The history of time is important to understand so we can understand what is happening with the dates in different packages of software:
Software Nuances
Excel
The underlying code in excel uses a serial number to define dates and if your cells aren't formatted as a date like mm/dd/yyyy then you'll likely see the serial date number.
The serial number is a form of "Julian Date" which in the programming world has become a bit of a misnomer as now most calendars are based on the Gregorian Calendar rather than the Julian Calendar. To simplify our definition of a Julian Date or Julian Day, it is basically a serial number of the days from the beginning of a year. To eliminate ambiguity with the terminology of Julian dates not actually being based on the Julian Calendar, it makes more sense just to call them "ordinal dates" or "day of year." Astronomers have used a Julian date which is a count of days since noon January 1, 4713 BC which actually is based on the Julian Calendar.
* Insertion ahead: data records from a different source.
Issue #10668, opened 2024-07-10
Share SQL Runner url


ZeRego:
When user clicks the "share url" button we save the current state in the database and return a state uuid to be used as a URL param. 

Unsaved SQL chart: `https:// ... /sql-runner-new?state={uuid}`
Saved SQL chart: `https:// ... /sql-runner-new/{uuid}?state={uuid}`

When the page loads it checks the URL param `state` and fetches/loads the state based on the uuid.

We don't want to add the entire state to the URL as this as caused issues before with url length limits.

rephus:
What is this `state` ? is this a new table with the sql config ? or just the `sharedUrl` we use on `explore charts`

PR #10753, opened 2024-07-17
feat: Share sql chart url

rephus:
Closes:  https://github.com/lightdash/lightdash/issues/10668

### Description:

[Screencast from 17-07-24 16:57:28.webm](https://github.com/user-attachments/assets/8366c19d-be63-4f84-8585-21d38654dcec)

### Reviewer actions

### DIFF
--- a/packages/frontend/src/features/sqlRunner/components/Header.tsx
+++ b/packages/frontend/src/features/sqlRunner/components/Header.tsx
@@ -1,6 +1,6 @@
 import { ChartKind } from '@lightdash/common';
 import { ActionIcon, Group, Paper, Tooltip } from '@mantine/core';
-import { IconDeviceFloppy, IconLink } from '@tabler/icons-react';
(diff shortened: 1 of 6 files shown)


joaoviana (commented):
I'm assuming we don't want to run the SQL Query on load of URL, and I think that's fine bc we can iron out the UX and what Limit can be applied. 

Checking the code now 👍

joaoviana (changes requested):
Code looks good, but I believe we should add the `state` to the URL search params when the user clicks `share` button...

So when user clicks on an unsaved **or** saved chart:
- get shared url
- set the `state` search param to the shared URL uuid

joaoviana (approved):
works really well!

Perhaps there could be something we can address on a future PR once we're ready to release this. Like
- I save a chart
- I make a change and share
- I go to link and go back to original change
- there should be no `state` param bc it's back to normal 
But I think this is just a detail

Excel on the other hand starts their time at January 1, 1900.
The problem is that they assume 1900 was a leap year but as discussed earlier the Gregorian Calendar doesn't have leap years on centuries not divisible by 4. so depending on how you run your conversions if you have dates between 1/1/1900 and 3/1/1900 you may end up being off by a day which means you'll need something like if x <= 60 then serialdate + 1 to get it to convert correctly.
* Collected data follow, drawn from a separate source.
Issue #10745, opened 2024-07-17
Refactor space page to use new v2 endpoint


ZeRego:
After https://github.com/lightdash/lightdash/issues/10694

Refactor Space.tsx to not use useChartSummaries and use the new endpoint /api/v2/content.
Refactor Space.tsx to not use the charts and dashboards from `useSpace` and use the new endpoint /api/v2/content?spaceUuids={uuid}.

PR #10758, opened 2024-07-17
feat: allow adding sql charts to dashboard

joaoviana:
Closes: #10744

### Description:

Allows adding tiles to a dashboard that are SQL charts

Uses the new v2 endpoint: `useChartSummariesV2` and allows `lightdashApi` to have a different prefix.
I've also added a chart icon to each select item when adding chart tiles to the dashboard

Improved loading state of `useSqlChartAndResults` hook and when setting the `chart` data if the job is cached.

Demo

https://github.com/user-attachments/assets/86030e9e-75a8-4c40-80cb-6e54790951d8

### Reviewer actions

- [ ] I have manually tested the changes in the preview environment
- [ ] I have reviewed the code
- [ ] I understand that "request changes" will block this PR from merging

Issue #10616, opened 2024-07-05
New SQL runner miscellaneous UI/UX fixes


ZeRego:
Tracking small fixes while working on this milestone:
- [x] #10726
- [x] #10779
- [ ] #10829
- [x] #10683
- [ ] #10935
- [x] #10686
- [x] #10687
- [x] add default SQL. eg `SELECT * FROM lightdash-analytics.prod.github_daily LIMIT 25`
- [x] #10789
- [x] #10679
- [x] fix/remove double borders between panels 
- [x] ~reduce left sidebar padding (nice-to-have)~
- [x] #10781
- [x] debounce label field overrides and/or look into unblocking the UI thread when this happens
- [x] #10690
- [x] add content panel empty state
- [x] #10738
- [x] Add quoting when coping a table (e.g. when I click `pages` it should copy `` `database`.`table`.`pages` ``
- [x] It is not obvious to me that you can drag the results panel. I was stuck for a while with only full screen sql or full screen chart, I couldn't see both
- [x] adjust height of sql editor. the editor can go behind the `charts / results` panel, which means the last lines on the sql are hidden. 
- [x] can save charts in dashboards
- [x] #10783
- [x] ~Add autocomplete for fields. We can populate when a user selects a table and gets a list of fields. To get **all** fields it probably requires an extra endpoint~
- [ ] #10927
- [x] If I click on a sql in a dashboard, it takes me to the sql-runner-new but with a uuid instead of a slug, so it doesn't load correctly.
- [x] If I open this sql chart as a viewer, and try to run it, I get a backend error (403) as expected, but no feedback on the frontend.
- [x] #10844
- [ ] #10936
- [ ] #10937

Open a separate ticket/PR for each that requires multiple file/lines changes.

Faisal-imtiyaz123:
@ZeRego can I work on this?

ZeRego:
Hi @Faisal-imtiyaz123 👋 thanks for your interest in Lightdash. Tickets from this milestone are not open to external contributions as we are actively working on this milestone.

PR #10767, opened 2024-07-18
Space page v2

rephus:
Closes: [#10745](https://github.com/lightdash/lightdash/issues/10745)

### Description:

Screenshot from 2024-07-18 12-10-35

### Reviewer actions

### DIFF
--- a/packages/frontend/src/api.ts
+++ b/packages/frontend/src/api.ts
@@ -12,8 +12,6 @@ export const BASE_API_URL =
         ? `http://test.lightdash/`
         : import.meta.env.BASE_URL;
 
-const apiPrefix = `${BASE_API_URL}api/v1`;
-
 const defaultHeaders = {
     'Content-Type': 'application/json',
     [LightdashRequestMethodHeader]: RequestMethod.WEB_APP,
@@ -38,13 +36,17 @@ type LightdashApiProps = {
     url: string;
     body: BodyInit | null | undefined;
     headers?: Record<string, string> | undefined;
+    version?: 'v1' | 'v2';
 };
 export const lightdashApi = async <T extends ApiResponse['results']>({
     method,
     url,
     body,
     headers,
+    version = 'v1',
 }: LightdashApiProps): Promise<T> => {
+    const apiPrefix = `${BASE_API_URL}api/${version}`;
+
     let sentryTrace: string | undefined;
     // Manually create a span for the fetch request to be able to trace it in Sentry. This also enables Distributed Tracing.
     Sentry.startSpan(
--- a/packages/frontend/src/components/common/ResourceView/resourceUtils.ts
+++ b/packages/frontend/src/components/common/ResourceView/resourceUtils.ts
@@ -1,6 +1,7 @@
 import {
     assertUnreachable,
     ChartKind,
+    ChartSourceType,
     ResourceViewItemType,
     type ResourceViewItem,
 } from '@lightdash/common';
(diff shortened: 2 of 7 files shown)


rephus:
Before merging, we need toc onfirm what's the default behaviour with private spaces

rephus:
I've just tested with private spaces, and I can list all the charts inside a private space as admin 
image

packages/frontend/src/api.ts
```diff
@@ -38,13 +36,17 @@ type LightdashApiProps = {
...
+    version?: 'v1' | 'v2';
 };
 export const lightdashApi = async <T extends ApiResponse['results']>({
     method,
     url,
     body,
     headers,
+    version = 'v1',
 }: LightdashApiProps): Promise<T> => {
+    const apiPrefix = `${BASE_API_URL}api/${version}`;
```
joaoviana, line 48: I like this a lot more than I have on my PR: https://github.com/lightdash/lightdash/pull/10758/files

rephus:
INtersting, this e2e failed. I'll investigate

image

packages/frontend/src/components/common/ResourceView/resourceUtils.ts
```diff
@@ -54,6 +55,9 @@ export const getResourceUrl = (projectUuid: string, item: ResourceViewItem) => {
         case ResourceViewItemType.DASHBOARD:
             return `/projects/${projectUuid}/dashboards/${item.data.uuid}/view`;
         case ResourceViewItemType.CHART:
+            if (item.data.source === ChartSourceType.SQL) {
+                return `/projects/${projectUuid}/sql-runner-new/saved/${item.data.uuid}`;
```
joaoviana, line 59: perhaps `item.data.slug` instead?

joaoviana (commented):
I have this chart: 
https://lightdash-pr-10767.onrender.com/projects/3675b69e-8324-4110-bdca-059031aa8da3/sql-runner-new/saved/tsting-out

And I can't see it on the `all saved charts` - should I expect to not see them yet?

packages/frontend/src/components/common/ResourceView/resourceUtils.ts
rephus: it seems slug is not currently exposed in `content` :eyes:

rephus:
> And I can't see it on the all saved charts - should I expect to not see them yet?
No, not yet, afaik this ticket was only for `space` page. 

I believe we'll update those eventually, but  at least we need to have a way to list thoes sql charts somewhere , and I think this was the first option.

packages/frontend/src/components/common/ResourceView/resourceUtils.ts
joaoviana: I see 👁️
Currently, links only work with `slug`, so having the `uuid` won't work - **yet**

Perhaps this should be a ticket

joaoviana:
> > And I can't see it on the all saved charts - should I expect to not see them yet?
> > No, not yet, afaik this ticket was only for `space` page.
> 
> I believe we'll update those eventually, but at least we need to have a way to list thoes sql charts somewhere , and I think this was the first option.

I see it! 
image


OK ignore me then. 

We should also be able to add this to a space on creation of the chart, which will be done here: https://github.com/lightdash/lightdash/issues/10616 - `allow to pick space on creation`

joaoviana:
Could you make this change in `useChartSummariesV2`?

```ts
const getChartSummariesInProjectV2 = async (projectUuid: string) => {
    return lightdashApi<ApiChartContentResponse['results']>({
        url: `/content?projectUuids=${projectUuid}&contentTypes=${ContentType.CHART}&pageSize=${Number.MAX_SAFE_INTEGER}`, // TODO: remove pageSize max once we have pagination
        method: 'GET',
        body: undefined,
        version: 'v2',
    });
};
```

joaoviana (approved):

For example: 39448 is the serial number of the date 1/1/2008 or in other words 1/1/2008 is 39448 days since 1/1/1900 (including 2/29/1900)
See the following links for more info. but in short they historically kept the bug to be compatible with another software and now it's just too late.
https://support.microsoft.com/en-us/help/214326/excel-incorrectly-assumes-that-the-year-1900-is-a-leap-year https://support.office.com/en-us/article/DATEVALUE-function-df8b07d4-7761-4a93-bc33-b7471bbff252
Excel on the mac has its starting point at 1/1/1904 to skip the whole leap year issue.
Convert Serial Date Field Calculator
Convert int to long with python
int (!field!)
Field Calculate:
datetime.datetime(1899, 12, 30) + datetime.timedelta(days= !StartDate! )
Other notes: Sidereal year = 365.014172 (which calendar uses sidereal years?)